立位や歩行の際,人体には床反力という力が作用しています。床反力による関節モーメントに対して身体を釣り合わせるために,筋張力による関節モーメントが発揮されています。この床反力によるモーメントは身体外部から作用しているので外部関節モーメント,筋張力によるモーメントは身体内部から作用しているので,内部関節モーメントと呼ばれます。

したがって,特定の姿勢・動作時に働いている筋群を推定するためには,内部関節モーメントをみます。したがって,内部膝関節伸展モーメントが作用しているとは,膝関節伸展筋群が働いているということになります。

 

関節パワーとは

関節パワーとは,関節モーメントパワーとも呼ばれ,関節モーメントと関節の角速度の積で求められます。角速度とは,単位時間に関節がどちらに何度動いたかを示す指標で,単位としては°/秒,ラジアン/秒(←こっちの方が標準)で表現されます。この関節パワーから何が言えるのかというと,その瞬間に筋が求心性収縮をしているか遠心性収縮をしているかが判別できます。
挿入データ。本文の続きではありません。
PR #938, opened 2017-01-08
Add readNetFromTensorflow

UnaNancyOwen:
### This pullrequest changes

Add function that reads a network stored in TensorFlow graph files.
It provides a simple way to load a network like <code>cv::dnn::readNetFromCaffe()</code>.

```cpp
// cv::Ptr<cv::dnn::Importer> importer = cv::dnn::createTensorflowImporter( "graph.pb" );
// cv::dnn::Net net;
// importer->populateNet( net );
cv::Ptr<cv::dnn::Net> net = cv::dnn::readNetFromTensorflow( "graph.pb" );
```

### DIFF
--- a/modules/dnn/include/opencv2/dnn/dnn.hpp
+++ b/modules/dnn/include/opencv2/dnn/dnn.hpp
@@ -306,7 +306,7 @@ namespace dnn //! This namespace is used for dnn module functionlaity.
     CV_EXPORTS Ptr<Importer> createTensorflowImporter(const String &model);
 
     /** @brief Reads a network model stored in TensorFlow model files.
-      * @details This is shortcut consisting from createTensorflowImporter and Net::populateNet calls.
+      * @details This is shortcut consisting from createTensorflowImporter and Importer::populateNet calls.
       */
     CV_EXPORTS_W Net readNetFromTensorflow(const String &model);
 
--- a/modules/dnn/include/opencv2/dnn/dnn.hpp
+++ b/modules/dnn/include/opencv2/dnn/dnn.hpp
@@ -308,7 +308,7 @@ namespace dnn //! This namespace is used for dnn module functionlaity.
     /** @brief Reads a network model stored in TensorFlow model files.
       * @details This is shortcut consisting from createTensorflowImporter and Importer::populateNet calls.
       */
-    CV_EXPORTS_W Net readNetFromTensorflow(const String &model);
+    CV_EXPORTS_W Ptr<Net> readNetFromTensorflow(const String &model);
 
     /** @brief Creates the importer of <a href="http://torch.ch">Torch7</a> framework network.
      *  @param filename path to the file, dumped from Torch by using torch.save() function.
--- a/modules/dnn/include/opencv2/dnn/dnn.hpp
+++ b/modules/dnn/include/opencv2/dnn/dnn.hpp
@@ -305,6 +305,11 @@ namespace dnn //! This namespace is used for dnn module functionlaity.
      */
     CV_EXPORTS Ptr<Importer> createTensorflowImporter(const String &model);
 
+    /** @brief Reads a network model stored in TensorFlow model files.
+      * @details This is shortcut consisting from createTensorflowImporter and Net::populateNet calls.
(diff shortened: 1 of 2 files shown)


modules/dnn/src/tensorflow/tf_importer.cpp
```diff
@@ -747,3 +747,20 @@ Ptr<Importer> cv::dnn::createTensorflowImporter(const String&)
...
+Net cv::dnn::readNetFromTensorflow(const String &model)
+{
+    Ptr<Importer> tensorflowImporter;
+    try
+    {
+        tensorflowImporter = createTensorflowImporter(model);
+    }
+    catch(...)
+    {
+    }
```
alalek: Empty catch blocks must be avoided.

UnaNancyOwen: @alalek Thank you for your advice. 
I fixed it to returns an empty cv::dnn::Net().

UnaNancyOwen:
I squashed fix commits.

modules/dnn/include/opencv2/dnn/dnn.hpp
```diff
@@ -305,6 +305,11 @@ namespace dnn //! This namespace is used for dnn module functionlaity.
      */
     CV_EXPORTS Ptr<Importer> createTensorflowImporter(const String &model);
 
+    /** @brief Reads a network model stored in TensorFlow model files.
+      * @details This is shortcut consisting from createTensorflowImporter and Net::populateNet calls.
```
alalek: > Net::populateNet calls

It is not true (looking on code).

modules/dnn/include/opencv2/dnn/dnn.hpp
```diff
@@ -305,6 +305,11 @@ namespace dnn //! This namespace is used for dnn module functionlaity.
...
+      */
+    CV_EXPORTS_W Net readNetFromTensorflow(const String &model);
```
alalek: We usually return Ptr<> for non scalar types.

modules/dnn/src/tensorflow/tf_importer.cpp
```diff
@@ -747,3 +747,22 @@ Ptr<Importer> cv::dnn::createTensorflowImporter(const String&)
...
+    Ptr<Importer> tensorflowImporter;
+    try
+    {
+        tensorflowImporter = createTensorflowImporter(model);
+    }
+    catch (cv::Exception& e)
+    {
+        std::cerr << "Exception: " << e.what() << std::endl;
+        return Net();
+    }
```
alalek: I don't like this design.
How user application can handle a error and detect "not implemented" or "I/O error" error types?
Why do not pass exception directly to user code?

modules/dnn/include/opencv2/dnn/dnn.hpp
UnaNancyOwen: Oh, That was wrong.
It is "Importer::populateNet calls".

modules/dnn/include/opencv2/dnn/dnn.hpp
UnaNancyOwen: I will change to return <code>Ptr\<Net\></code>.

modules/dnn/src/tensorflow/tf_importer.cpp
UnaNancyOwen: I will change to re-throw exception.

alalek: It is better to remove try-catch at all.

UnaNancyOwen: OK, I will remove try-catch.

modules/dnn/include/opencv2/dnn/dnn.hpp
UnaNancyOwen: @alalek Tests doesn't pass because occur the builds errors in python binding. Could you advise me about it?

sovrasov:
Replaced with #1050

例えば,内的膝関節伸展モーメントが作用している(膝関節伸展筋群が働いている)時に,伸展方向の角速度が働いている(関節は伸展方向に動いている)場合は,膝関節伸展筋群は求心性収縮していることになります。反対に屈曲方向の角速度が働いている(関節は屈曲方向に動いている)場合は,膝関節伸展筋群は遠心性収縮していることになります。

 

どのように値をみるのか

値をみるときは,まずプラスかマイナスかをみます。基本的には,値がプラスであれば求心性,マイナスであれば遠心性収縮を示します。また,値の大きさは,単位時間当たりの仕事の大きさを示します。ちなみに仕事とは,物体に力を加えて力を加えた方向に動かすことをいい,加えた力と動いた距離の積で示されます。なので,関節でいう仕事とは,筋張力と関節が動いた角度の積で示されます。

 

まとめ

関節パワーはなかなか解釈が難しいですが,値の正負で求心性,遠心性の判別,値の大きさで関節における仕事の大きさを示しているものになります。

学会発表,論文でも時々出てくる指標なので,数値の解釈ができると理解も深まると思いますので,ぜひ知っていただければと思います。